During an interview I had with ___________________________ of ________________________, on February 22nd of last year, he told me that ________________________________________________________. PART B Directions: Below are phrases that are out of sequence. Place a number next to each phrase to organize the information correctly. 1. ________an estimated 1. 3 million persons per year in the U. S. ___________as stated in the Journal of Medicine January 2000 ___________bacterial pneumonia is a common medical problem affecting 2. __________The L. A. Times reported that ___________the June 25, 2001 issue of __________the Supreme Court ruled that political officials may not be convicted in mail fraud schemes unless prosecutors prove that the public lost money, not simply that the politician enriched himself or associates 3. __________as reported in the March issue of The Tucson Citizen of this year ____________in a bike accident and lay for two hours in a community hospital while surgeons finished a routine operation on another patient. He bled to death from a torn liver and died while he was being wheeled into the emergency room two and a half hours after the accident ____________a tragic story of a paramedic, Darrel Page was injured . __________on April 25 of last year, he told me that ____________during an interview I had with Dr. George Landrum, ____________“An increase of 20 percent or more above desirable body weight constitutes an established hazard. High blood pressure is three times greater than for the non-obese. It is five times higher for obese persons 20-44 years of age, twice as high for the 45-74 age group. ” ____________professor of medicine at the University of Southern California, 5. ___________in The American Journal of Nutrition, January 2001 _____________results showed that as the intake of green and yellow vegetables ncreased, the risk of cancer decreased _____________researchers from Harvard University, Boston University and the Boston VA Geriatric Research Education and Clinical Center _____________collected dietary information on their more than 1200 subjects all of whom were 66 years old or over, for nine years, with annual follow-up surveys and interviews Final Directions: Go back to each passage that you have numbered and label what Type of supporting material the passage is. Activity: Visual Autobiography, “Show and Tell” Exercise Purpose: This activity provides the students a chance to speak about a topic they are familiar with.

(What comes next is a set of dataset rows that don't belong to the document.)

PR #316, opened 2022-01-11
AudioDxe: Allow gain to track OS volume on old macOS without SystemAudioVolumeDB

mikebeaton:
Quite a lot of changes to get this to work, but I think it's worth it - not least because it is also the only access to system volume which we have when in-OS volume is muted (as `SystemAudioVolumeDB` contains junk in that case; but `SystemAudioVolume` is still reasonable) (and we need a volume when muted for audio assist).

Confirmed working on old, un-upgraded MacPro4,1 running OS Lion(!).


Docs/Sample.plist
```diff
@@ -1204,8 +1204,6 @@
 				<integer>0</integer>
 				<key>SystemAudioVolume</key>
 				<data>Rg==</data>
-				<key>SystemAudioVolumeDB</key>
-				<data>4g==</data>
```
mikebeaton, line 1208: I've removed these again, because on machine running old macOS this NVRAM value would be treated as authoritative by OpenCore, but would never be updated by macOS.

mikebeaton:
Also worth noting that on the above test machine, as well a not having `SystemAudioVolumeDB` there is also no volume limit on `SystemAudioVolume` - it follows the main OS slider all the way up to 0 dB/Max.

I'm wondering if `SystemAudioVolumeDB` was introduced in macOS at the same time as the volume limit on `SystemAudioVolume` - but just a guess, it would need find the OS version where both are present and the one before that to double-check.

Docs/Sample.plist
vit9696: Yes, makes sense.

vit9696 (commented):
Looks good to me, no obvious issues spotted.

mikebeaton:
Many thanks for the review. I will rebase and merge when I get a chance to, within the next couple of days.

This is an opportunity for classmates to know one another’s interests, experiences, passions, etc. Directions: For homework bring 3 favorite objects that you would like to talk about which reveals your personality, interests, experiences, passions, etc. For each object, tell us its beginning and how and why it is special to you. Time: Each student should speak for about 2-3 minutes. Date of Activity: Bring your objects to class on the date assigned!!!! Note: No make ups for this assignment, you must be in class and have your objects on the assigned date.